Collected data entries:
Segment Open

PR #3028, opened 2023-10-19
Fix extended ASCII codes not being rendered in batch files

weirddan455:
# Description
Regression from https://github.com/dosbox-staging/dosbox-staging/commit/039532b95b04da2538a9ff806d9bef7193c1c14f

It was doing a `static_cast<char>` plus a signed comparison of characters.  Technically this is implementation defined and `char` can be unsigned but at least on my machine (Linux x86_64), it is signed.

This resulted in the extended ASCII codes (greater than 127) being cast to negative numbers and failing the inclusion check.

The fix is very simple:

meme

## Related issues
#3027

This fix does not help with the non-UTF-8 .conf files.  Those still render incorrectly.  However, copying the contents of autoexec in those same problematic .conf files to a .bat file now does render correctly.

# Manual testing
- Copied the .conf file from above issue to .bat.
- Removed everything except the echo commands.
- Execute the .bat
- It now renders correctly.

# Checklist

_Please tick the items as you have addressed them. Don't remove items; leave the ones that are not applicable unchecked._

I have:

- [x] followed the project's [contributing guidelines](https://github.com/dosbox-staging/dosbox-staging/blob/master/CONTRIBUTING.md) and [code of conduct](https://github.com/dosbox-staging/dosbox-staging/blob/master/CODE_OF_CONDUCT.md).
- [x] performed a self-review of my code.
- [ ] commented on the particularly hard-to-understand areas of my code.
- [x] split my work into well-defined, bisectable commits, and I [named my commits well](https://github.com/dosbox-staging/dosbox-staging/blob/main/CONTRIBUTING.md#commit-messages).
- [x] applied the appropriate labels (bug, enhancement, refactoring, documentation, etc.)
- [x] [checked](https://github.com/dosbox-staging/dosbox-staging/blob/main/scripts/compile_commits.sh) that all my commits can be built.
- [ ] confirmed that my code does not cause performance regressions (e.g., by running the Quake benchmark).
- [ ] added unit tests where applicable to prove the correctness of my code and to avoid future regressions.
- [ ] made corresponding changes to the documentation or the website according to the [documentation guidelines](https://github.com/dosbox-staging/dosbox-staging/blob/main/DOCUMENTATION.md).
- [ ] [locally verified](https://github.com/dosbox-staging/dosbox-staging/blob/main/DOCUMENTATION.md#previewing-documentation-changes-locally) my website or documentation changes.

PR #3029, opened 2023-10-20
Add legacy codepage to UTF-8 script

rderooy:
# Description

As requested in #3028, the simple script I created to convert files in legacy codepage format to UTF-8.

## Related issues

#3028

# Manual testing

- Converted cp437 input file to UTF-8
- Attempted to convert binary file to UTF-8
- Attempted to convert file with incorrect codepage

# Checklist

I have:

### DIFF
--- a/contrib/scripts/codepage_to_utf8.py
+++ b/contrib/scripts/codepage_to_utf8.py
@@ -1,0 +1,57 @@
+#!/usr/bin/env python3
+
+# SPDX-License-Identifier: MIT
+#
+# Copyright (C) 2023 rderooy <rderooy@users.noreply.github.com>
+
+"""
+Convert file from legacy codepage to Unicode UTF-8
+
+For example to convert a legacy GOG dosbox config file such that menus are correctly drawn.
+"""
+import argparse
+import os
+import sys
+
+parser = argparse.ArgumentParser(
+    description="Convert file from legacy codepage to Unicode UTF-8",
+    formatter_class=argparse.RawTextHelpFormatter,
+)
+parser.add_argument("filename", type=str, help="filename to convert")
+parser.add_argument(
+    "--cp", type=int, default=437, help="codepage to convert from (default: 437)"
+)
+parser.add_argument(
+    "-o", "--output", type=str, help="output filename (default: overwrite input file)"
+)
+args = parser.parse_args()
+
+if not args.output:
+    args.output = args.filename
+
+try:
+    with open(
+        os.path.expanduser(args.filename), "r", encoding="cp" + str(args.cp)
+    ) as input_file:
+        lines = input_file.read()
+except FileNotFoundError:
+    print("Error: could not locate the input file")
+    sys.exit(1)
+except LookupError:
+    print(f"Error: Unknown encoding '{args.cp}'")
+    sys.exit(1)
+except UnicodeDecodeError:
+    print("Error: input file does not appear to be a text file")
+    sys.exit(1)
+except PermissionError:
+    print("Error: permission denied trying to read the file")
+    sys.exit(1)
+
+try:
+    with open(os.path.expanduser(args.output), "w", encoding="utf-8") as output_file:
+        output_file.write(lines)
+except PermissionError:
+    print("Error: permission denied trying to write to the file")
+    sys.exit(1)
+
+print(f"File '{args.filename}' converted to UTF-8")


contrib/scripts/codepage_to_utf8.py
```diff
@@ -0,0 +1,36 @@
...
+if not args.output:
+    args.output = args.filename
+
+try:
+    with open(os.path.join
+                  (path, './' + args.filename), 'r', encoding='cp' + str(args.cp)) as input_file:
+        lines = input_file.read()
+        with open(os.path.join(path, './' + args.output), 'w', encoding='utf-8') as output_file:
+            output_file.write(lines)
+            output_file.close()
```
weirddan455, line 28: Correct me if I'm wrong with my limited Python knowledge.  It seems you're reading the entire file into memory with `lines = input_file.read()`?  That's fine, and probably needed if you want to overwrite the existing file.

I would suggest closing the input file before writing the output.  I believe files get automatically closed at the end of the `with` block.  If my assumptions are correct:

1. Remove a layer of indention from the 2nd `width` block.
2. Remove `output_file.close()` as that should be handled automatically.

contrib/scripts/codepage_to_utf8.py
```diff
@@ -0,0 +1,36 @@
...
+except LookupError:
+    print(f"Error: Unknown encoding '{args.cp}'")
+    sys.exit(1)
+except UnicodeDecodeError:
```
weirddan455, line 32: Is this the correct exception if an error happens when decoding from codepage 437?  It's obviously not Unicode but maybe Python throws this regardless?

contrib/scripts/codepage_to_utf8.py
rderooy: Yeah, it gets closed automatically, the close() is indeed not strictly needed.

But the indentation from the 2nd with block is required.
The first 'with' line had to be broken into two lines it exceeded 100 characters, which caused the linter to fail.

contrib/scripts/codepage_to_utf8.py
rderooy: The LookupError exception will occur if python does not find the encoding. So for instance if you pass `--cp 1`, it will fail with that error.

The UnicodeDecodeError will occur if it cannot decode the input file as the codepage specified. This is typically because the file is a binary file.

weirddan455: Yeah, the LookupError makes sense.  I was just wondering if it actually throws a Unicode error when attempting to decode from code page 437 (not Unicode).  Seems like a badly named exception if that's the case.  But if it works, then sure no problem.

contrib/scripts/codepage_to_utf8.py
weirddan455: Significant white-space problems... :roll_eyes: 

I was just worried about potential issues caused by holding open a file handle while modifying the same file under a different handle.

rderooy:
I made a few updates.
- it now handles things like tilde for the home directory
- it now handles a few more error cases, like not being able to locate the input file, or some kind of permission error.

contrib/scripts/codepage_to_utf8.py
rderooy: Indeed it does throw that exception.

contrib/scripts/codepage_to_utf8.py
rderooy: Not sure what those significant whitespace problems are. An a empty line here and there to separate code blocks? If you are talking indentation, that is required by Python.

weirddan455: I was just poking fun at Python for having significant whitespace and it apparently causing problems with the linter.  You can ignore that comment.

I see you've made some changes so now the first `open` fits on one line.  Can you just remove the indention from the second `with` block that outputs (putting on the same level on indentation as the input block)?  That way it happens after the input file is closed.  That's all I'm asking.

contrib/scripts/codepage_to_utf8.py
```diff
@@ -0,0 +1,38 @@
+#!/bin/python3
```
kcgen, line 1: Suggest: `#!/usr/bin/env python3`

This an improvement over our previous python scripts in the repo, which are still using `#!/usr/bin/python3`, which isn't as compatible for virtual environments. 

More info here: https://discuss.python.org/t/pep-394-clarify-bullet-for-usr-bin-env-python/7953/2

> *such a clarification would also benefit PEP 397 as the Python Launcher admits “virtual” shebangs, so it will provide further impetus for Windows users to add `#!/usr/bin/env python3` to their scripts to ensure the greatest degree of cross-platform compatability between Linux, MacOS, and Windows.*

contrib/scripts/codepage_to_utf8.py
```diff
@@ -0,0 +1,38 @@
...
+"""
+Convert file from legacy codepage to Unicode UTF-8
+"""
```
kcgen, line 4: Add an SPDX and copyright line to clarify the file's license. 

Use `scripts/count-pvs-bugs.py` as an example. 

Suggest a bit more explanation about the tool, and can mentioning that the primary use of this is to convert GOG conf files, as an example use case.

contrib/scripts/codepage_to_utf8.py
```diff
@@ -0,0 +1,38 @@
...
+import argparse
+import os
+import sys
+
+parser = argparse.ArgumentParser(description="Convert file from legacy codepage to Unicode UTF-8",
```
kcgen, line 9: Use pip to install 'black', which is a very robust (and opinionated! 😅) python formatter.

You can then execute 'black my script.py' and reformat it. 

This is what I've been using, and it works great.

contrib/scripts/codepage_to_utf8.py
```diff
@@ -0,0 +1,38 @@
...
+                                 formatter_class=argparse.RawTextHelpFormatter)
+parser.add_argument("filename", help="filename to convert")
```
kcgen, line 11: The `filename` argument's type can be upgraded from mere string to a read-only file, added after the help key, like: `help="...", type=argparse.FileType('r'))`.
                      
Also suggest adding the `required=True` key, because this is a necessary arg.

contrib/scripts/codepage_to_utf8.py
```diff
@@ -0,0 +1,38 @@
...
+parser.add_argument("--cp", type=int, default=437, help="codepage to convert from (default: 437)")
+parser.add_argument("-o", "--output", type=str,
```
kcgen, line 13: Same as above, but the file type can be for writing and you can even set the encoding:

`FileType('w', encoding='UTF-8')`

contrib/scripts/codepage_to_utf8.py
kcgen: The parser will take care of checking that the file exists and is readable, and you'll get the file object from the parser, so this eliminates some code further down.

rderooy: I will have a look at it the various comments over the weekend. Regarding the `required=True` key, that is only needed for non-positional arguments. positional arguments, which `filename` is, are automatically required.

OpenRift412:
Sorry, don't wanna be a bother, but would there perhaps be a way to have it so Staging will call this script during launch to automatically convert any conf files being used by the current instance?

kcgen:
> Sorry, don't wanna be a bother, but would there perhaps be a way to have it so Staging will call this script during launch to automatically convert any conf files being used by the current instance?

No; the executable won't be making system-calls or launching scripts from inside the binary.  If you want to always run this script on every launch, then you can make a wrapper-script that does two things:
1) Call this conversion script for the given .conf arguments
2) Launches DOSBox Staging with the converted conf files

contrib/scripts/codepage_to_utf8.py
rderooy: Done, let me know if you think this is sufficient.

contrib/scripts/codepage_to_utf8.py
rderooy: Done, although I'm not a fan of the way it split lines even further.

contrib/scripts/codepage_to_utf8.py
rderooy: I had thought of it originally, but did not go down the path of using `argparse.FileType()`. I gave it a quick try and ran into various hurdles.

One problem is that the output file argument is currently optional, so while I can use it for the output file, I still need to handle the case where I need to open the input file as write. This just adds more code with no benefit.

Another problem is the input file, because at that point, I don't yet know the encoding. Unless I want to hard code the script to only handle cp437, which I don't want to do.

contrib/scripts/codepage_to_utf8.py
rderooy: see above

kcgen (approved):

kcgen:
Looks good, @rderooy 👍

Segment Closed

== EXERCISE OBJECTIVE ==
Within the data above, find the lines that contain the word "made" and copy each of them.

== RESPONSE BOX ==
- [ ] made corresponding changes to the documentation or the website according to the [documentation guidelines](https://github.com/dosbox-staging/dosbox-staging/blob/main/DOCUMENTATION.md).
I made a few updates.
I see you've made some changes so now the first `open` fits on one line.  Can you just remove the indention from the second `with` block that outputs (putting on the same level on indentation as the input block)?  That way it happens after the input file is closed.  That's all I'm asking.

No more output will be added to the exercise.